[Opening EXTRACTED DATA section]

PR #125, opened 2018-07-24
Flip x for muon tagger segmentation

olantwin:
@nwojcicka : could you please have a look whether this makes sense?

### DIFF
--- a/charmdet/MuonTaggerHit.cxx
+++ b/charmdet/MuonTaggerHit.cxx
@@ -23,7 +23,7 @@ void MuonTaggerHit::EndPoints(TVector3 &vbot, TVector3 &vtop)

[Closing EXTRACTED DATA section]

#### [GOAL OF THE EXERCISE]
Set down exactly the lines of the material above from the one with "--- a/charmdet/MuonTaggerHit.cxx" through the end. Include both ends and nothing else.

#### [TASK RESULT]
--- a/charmdet/MuonTaggerHit.cxx
+++ b/charmdet/MuonTaggerHit.cxx
@@ -23,7 +23,7 @@ void MuonTaggerHit::EndPoints(TVector3 &vbot, TVector3 &vtop)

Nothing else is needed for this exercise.